## Required work
Filter the listing and keep only the lines with the word "gruuya".

## Data for this exercise

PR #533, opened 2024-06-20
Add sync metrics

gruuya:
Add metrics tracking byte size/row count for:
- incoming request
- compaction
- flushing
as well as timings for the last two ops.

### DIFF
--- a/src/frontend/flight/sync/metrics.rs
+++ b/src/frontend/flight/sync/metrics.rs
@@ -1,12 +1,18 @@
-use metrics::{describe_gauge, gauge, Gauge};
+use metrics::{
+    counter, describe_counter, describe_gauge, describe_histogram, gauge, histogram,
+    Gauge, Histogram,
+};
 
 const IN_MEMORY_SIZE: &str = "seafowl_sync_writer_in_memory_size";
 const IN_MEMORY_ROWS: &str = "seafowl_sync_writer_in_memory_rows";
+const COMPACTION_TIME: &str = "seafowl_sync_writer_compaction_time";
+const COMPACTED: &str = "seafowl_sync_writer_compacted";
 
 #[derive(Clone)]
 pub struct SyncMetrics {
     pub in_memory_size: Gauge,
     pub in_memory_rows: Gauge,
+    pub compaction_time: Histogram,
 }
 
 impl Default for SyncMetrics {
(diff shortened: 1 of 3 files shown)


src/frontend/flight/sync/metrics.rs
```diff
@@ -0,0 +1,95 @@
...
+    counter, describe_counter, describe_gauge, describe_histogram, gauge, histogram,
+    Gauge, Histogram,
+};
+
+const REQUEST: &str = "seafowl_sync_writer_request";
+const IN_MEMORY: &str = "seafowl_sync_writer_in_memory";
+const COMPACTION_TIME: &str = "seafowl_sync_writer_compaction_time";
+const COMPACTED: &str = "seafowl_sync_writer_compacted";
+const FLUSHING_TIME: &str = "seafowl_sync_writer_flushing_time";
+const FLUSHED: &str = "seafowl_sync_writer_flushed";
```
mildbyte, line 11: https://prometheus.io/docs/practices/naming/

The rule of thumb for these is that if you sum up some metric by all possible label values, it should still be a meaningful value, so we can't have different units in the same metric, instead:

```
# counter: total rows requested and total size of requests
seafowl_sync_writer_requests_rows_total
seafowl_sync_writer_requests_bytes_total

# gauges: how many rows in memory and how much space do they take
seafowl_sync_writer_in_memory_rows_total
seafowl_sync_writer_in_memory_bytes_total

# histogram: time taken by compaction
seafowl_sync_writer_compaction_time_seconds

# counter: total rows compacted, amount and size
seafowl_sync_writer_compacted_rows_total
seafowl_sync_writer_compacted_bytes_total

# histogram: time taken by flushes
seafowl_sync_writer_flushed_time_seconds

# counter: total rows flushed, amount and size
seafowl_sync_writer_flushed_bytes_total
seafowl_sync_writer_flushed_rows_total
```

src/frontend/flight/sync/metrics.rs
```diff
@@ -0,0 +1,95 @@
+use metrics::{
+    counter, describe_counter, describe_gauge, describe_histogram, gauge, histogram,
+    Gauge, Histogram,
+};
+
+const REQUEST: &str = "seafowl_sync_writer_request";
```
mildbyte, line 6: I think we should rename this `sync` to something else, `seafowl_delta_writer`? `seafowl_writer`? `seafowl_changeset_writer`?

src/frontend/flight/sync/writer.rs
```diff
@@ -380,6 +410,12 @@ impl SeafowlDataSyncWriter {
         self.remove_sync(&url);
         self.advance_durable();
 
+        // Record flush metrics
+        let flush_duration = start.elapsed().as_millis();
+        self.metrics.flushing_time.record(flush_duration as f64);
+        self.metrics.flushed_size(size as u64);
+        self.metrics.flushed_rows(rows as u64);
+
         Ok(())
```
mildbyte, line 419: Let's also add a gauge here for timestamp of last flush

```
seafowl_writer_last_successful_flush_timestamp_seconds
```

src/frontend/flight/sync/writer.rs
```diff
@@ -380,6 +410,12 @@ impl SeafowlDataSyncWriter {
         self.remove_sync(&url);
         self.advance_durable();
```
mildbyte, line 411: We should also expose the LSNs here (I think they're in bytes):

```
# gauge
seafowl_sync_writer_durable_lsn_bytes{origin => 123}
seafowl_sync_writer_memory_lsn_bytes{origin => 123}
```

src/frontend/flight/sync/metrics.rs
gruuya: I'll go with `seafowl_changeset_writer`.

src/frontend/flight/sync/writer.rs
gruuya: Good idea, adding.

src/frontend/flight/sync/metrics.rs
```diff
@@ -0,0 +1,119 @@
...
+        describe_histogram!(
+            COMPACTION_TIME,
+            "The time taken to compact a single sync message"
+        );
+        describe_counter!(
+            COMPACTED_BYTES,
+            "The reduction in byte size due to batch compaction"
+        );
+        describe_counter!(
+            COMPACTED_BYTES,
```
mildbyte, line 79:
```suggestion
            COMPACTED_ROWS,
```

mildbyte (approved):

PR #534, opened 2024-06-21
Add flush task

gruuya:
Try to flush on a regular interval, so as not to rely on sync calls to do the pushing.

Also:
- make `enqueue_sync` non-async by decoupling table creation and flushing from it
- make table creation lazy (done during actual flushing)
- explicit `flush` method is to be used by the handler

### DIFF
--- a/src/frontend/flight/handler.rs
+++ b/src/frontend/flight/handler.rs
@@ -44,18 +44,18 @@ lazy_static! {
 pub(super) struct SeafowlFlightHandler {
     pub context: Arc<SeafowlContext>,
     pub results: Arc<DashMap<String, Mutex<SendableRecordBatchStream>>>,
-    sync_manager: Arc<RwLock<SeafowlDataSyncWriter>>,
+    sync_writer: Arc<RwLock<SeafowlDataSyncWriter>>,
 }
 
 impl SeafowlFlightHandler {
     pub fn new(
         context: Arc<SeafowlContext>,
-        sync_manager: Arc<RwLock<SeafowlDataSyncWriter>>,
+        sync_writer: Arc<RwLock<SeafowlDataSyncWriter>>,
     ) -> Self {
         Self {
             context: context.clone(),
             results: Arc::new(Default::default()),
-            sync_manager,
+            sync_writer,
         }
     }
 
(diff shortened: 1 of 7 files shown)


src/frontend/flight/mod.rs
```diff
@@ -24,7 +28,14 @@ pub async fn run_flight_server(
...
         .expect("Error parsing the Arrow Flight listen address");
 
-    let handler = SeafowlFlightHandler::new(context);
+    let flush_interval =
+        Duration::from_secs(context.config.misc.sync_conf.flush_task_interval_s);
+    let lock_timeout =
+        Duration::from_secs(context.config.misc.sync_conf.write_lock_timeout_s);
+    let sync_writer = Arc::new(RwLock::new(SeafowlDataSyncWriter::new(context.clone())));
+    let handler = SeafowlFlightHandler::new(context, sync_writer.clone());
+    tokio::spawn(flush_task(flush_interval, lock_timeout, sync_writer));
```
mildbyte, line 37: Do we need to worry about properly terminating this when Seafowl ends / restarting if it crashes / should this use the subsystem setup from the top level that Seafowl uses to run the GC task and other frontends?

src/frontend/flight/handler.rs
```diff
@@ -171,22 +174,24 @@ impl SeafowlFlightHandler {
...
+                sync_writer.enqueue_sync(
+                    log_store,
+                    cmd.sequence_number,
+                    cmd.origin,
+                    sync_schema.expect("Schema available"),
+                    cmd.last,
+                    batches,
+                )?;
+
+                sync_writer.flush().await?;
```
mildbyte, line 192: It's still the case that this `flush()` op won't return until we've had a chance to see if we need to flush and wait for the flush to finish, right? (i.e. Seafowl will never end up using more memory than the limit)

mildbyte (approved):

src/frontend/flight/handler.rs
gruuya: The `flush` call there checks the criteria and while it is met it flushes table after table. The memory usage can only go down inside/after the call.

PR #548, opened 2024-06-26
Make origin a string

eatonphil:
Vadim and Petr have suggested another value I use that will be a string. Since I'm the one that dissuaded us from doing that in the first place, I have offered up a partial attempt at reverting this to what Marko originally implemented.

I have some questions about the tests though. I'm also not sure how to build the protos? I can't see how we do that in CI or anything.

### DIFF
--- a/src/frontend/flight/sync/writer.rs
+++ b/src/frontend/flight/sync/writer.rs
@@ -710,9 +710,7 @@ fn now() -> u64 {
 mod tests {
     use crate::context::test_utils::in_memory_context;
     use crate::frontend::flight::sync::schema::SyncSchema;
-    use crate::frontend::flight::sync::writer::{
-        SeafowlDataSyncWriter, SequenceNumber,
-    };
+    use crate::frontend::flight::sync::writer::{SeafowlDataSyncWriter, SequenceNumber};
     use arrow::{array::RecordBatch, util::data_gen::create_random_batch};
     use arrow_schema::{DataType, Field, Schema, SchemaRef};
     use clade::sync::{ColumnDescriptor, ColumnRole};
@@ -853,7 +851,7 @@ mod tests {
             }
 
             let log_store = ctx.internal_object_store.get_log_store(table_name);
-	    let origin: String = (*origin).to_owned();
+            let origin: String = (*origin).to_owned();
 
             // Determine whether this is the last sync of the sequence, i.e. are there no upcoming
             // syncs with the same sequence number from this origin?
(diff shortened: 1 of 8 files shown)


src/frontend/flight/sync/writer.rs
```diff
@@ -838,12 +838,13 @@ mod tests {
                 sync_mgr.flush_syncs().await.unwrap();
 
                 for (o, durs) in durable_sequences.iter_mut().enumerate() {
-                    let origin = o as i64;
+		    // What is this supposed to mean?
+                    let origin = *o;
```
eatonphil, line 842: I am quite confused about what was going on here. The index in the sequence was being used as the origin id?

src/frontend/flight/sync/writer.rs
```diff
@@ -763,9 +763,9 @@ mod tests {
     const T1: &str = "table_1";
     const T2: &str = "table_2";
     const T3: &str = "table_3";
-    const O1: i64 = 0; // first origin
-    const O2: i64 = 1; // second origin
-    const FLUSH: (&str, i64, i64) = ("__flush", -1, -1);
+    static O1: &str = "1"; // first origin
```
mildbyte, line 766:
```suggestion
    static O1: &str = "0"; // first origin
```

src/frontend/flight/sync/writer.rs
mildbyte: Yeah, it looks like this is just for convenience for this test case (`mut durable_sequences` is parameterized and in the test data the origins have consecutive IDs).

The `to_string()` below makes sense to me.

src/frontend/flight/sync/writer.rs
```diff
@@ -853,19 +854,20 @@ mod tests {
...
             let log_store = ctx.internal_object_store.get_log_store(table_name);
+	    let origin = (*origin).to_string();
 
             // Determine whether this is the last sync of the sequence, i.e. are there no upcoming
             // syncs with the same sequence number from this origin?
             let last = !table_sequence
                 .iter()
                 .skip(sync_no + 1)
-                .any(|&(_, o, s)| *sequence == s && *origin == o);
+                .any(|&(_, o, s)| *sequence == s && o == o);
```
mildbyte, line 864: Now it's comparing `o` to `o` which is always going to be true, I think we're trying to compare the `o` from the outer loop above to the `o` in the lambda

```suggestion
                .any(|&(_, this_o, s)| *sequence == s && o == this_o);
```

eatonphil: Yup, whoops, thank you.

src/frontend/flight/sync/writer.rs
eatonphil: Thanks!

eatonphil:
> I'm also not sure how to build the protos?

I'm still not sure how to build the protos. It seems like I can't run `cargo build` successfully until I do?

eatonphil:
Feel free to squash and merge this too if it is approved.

## Reply to the task
gruuya:
gruuya: I'll go with `seafowl_changeset_writer`.
gruuya: Good idea, adding.
gruuya:
gruuya: The `flush` call there checks the criteria and while it is met it flushes table after table. The memory usage can only go down inside/after the call.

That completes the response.